Witam!

To jest o moich osobistych rozważaniach, obserwacjach, doświadczeniach, myślach: o sprawach bieżących i bardziej uniwersalnych, ponadczasowych. Z niewielką ilością zdjęć i obrazów, raczej słowa. To co tu napiszę będzie pewnie jakąś wypadkową doznań mego dotychczasowego życia.
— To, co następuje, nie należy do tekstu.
PR #2045, opened 2015-09-14
Clean before doing a build

dnephin:
While building the linux binary for the 1.4.1 release I ran into a bunch of failures. I finally tracked them down to the `./build` directory.

This change will force cleanup all cached files to make sure we don't accidentally include old files in the binaries.

### DIFF
--- a/script/build-linux
+++ b/script/build-linux
@@ -2,6 +2,8 @@
 
 set -ex
 
+./script/clean
+
 TAG="docker-compose"
 docker build -t "$TAG" .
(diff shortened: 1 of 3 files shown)


mnowster:
@dnephin could you copy and put that reason why we need to clean before doing the build in the commit message please? Else we'll lose that context info when the PR gets merged.

dnephin:
Sounds good, I updated the commit message

mnowster:
Cool. LGTM.

PR #2020, opened 2015-09-09
Fix compose up with other log drivers

dnephin:
Fixes #1947

Update the docs to say that custom log drivers make it impossible to view the logs.

Update log printing to print a reasonable warning when an alternative log_driver is set.

Also some refactoring in the last commit.

PR #2283, opened 2015-10-29
Logs are available for all log drivers except for none.

dnephin:
When I implemented #2020 I think I was confused about how these log drivers worked.  It turns out we can't get logs from other drivers, but attach does work!

This was reported on the docker-user@ mailing list.

### DIFF
--- a/compose/container.py
+++ b/compose/container.py
@@ -145,7 +145,7 @@ class Container(object):
     @property
     def has_api_logs(self):
         log_type = self.log_driver
-        return not log_type or log_type == 'json-file'
+        return not log_type or log_type != 'none'
 
     def attach_log_stream(self):
         """A log stream can only be attached if the container uses a json-file


mnowster:
I think we need to make a change in https://github.com/docker/compose/blob/master/compose/cli/log_printer.py#L60 to inspect the type of driver as well maybe? As the check for `has_api_logs` won't be enough by itself now, this will try and get logs for things we can't get logs from.

dnephin:
I think that's ok, this is the code path I was testing.  maybe the name needs to be changed now?  I believe the only way we get logs at this time is by using attach, we don't use the logs api endpoint.

mnowster:
Ah right, sorry I got confused there for a moment.

Yeh, it could do with being changed but not necessarily as part of this, can be done as part of the changes to use the logs api endpoint.

LGTM. Merge away :sparkles:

czwartek, 22 stycznia 2015

Zdrowie

    Czy doceniamy dopiero jak je tracimy? Jakiś taki natłok złych informacji od osób bliższych czy znanych tylko z opowiadań, skłonił mnie do wylania paru zdań. I jak nie krwiak mózgu to nowotwory nerek i wątroby czy żołądka. Operacje kolan, sanatoria. I to przecież całkiem nie starzy jeszcze ludzie a nawet nieraz wręcz młodsi. Ktoś z tych wymienionych już odszedł. Zachorował przed minionymi świętami. Pozostawił sporo niezałatwionych spraw, przypłacił to być może osobistymi kłopotami z najbliższymi z ostatnich lat, w które zaangażował się nadmiernie. Inny może nadużywał alkoholu a jeszcze inny był hipochondrykiem i lekomanem. Jeszcze inni zapomnieli, że mają już więcej niż dwadzieścia lat i sport doprowadził ich niemal do kalectwa. Kolega bardzo schudł, stosując jakąś dietę cud. Czuje się źle ale nie przestaje.
   I tak sobie myślę ile z tych zdarzeń zafundowali sobie delikwenci na własne życzenie a ile stało się bez ich własnej woli. Dużo powiedzeń i przysłów na temat zdrowia wymyślono a każde zawiera jakąś mądrość i choćby ziarno prawdy. I co? I nic! Nie umiemy, nie możemy, zapominamy czy może coś ważniejszego mamy do zrobienia niż myślenie o sobie. Może trochę więcej egoizmu tak nielubianego przez otoczenie. Może czasem to nasza jedyna samoobrona w walce o przetrwanie.
   Zdrowia, takiego rydzowego albo jak kto woli końskiego życzę!!!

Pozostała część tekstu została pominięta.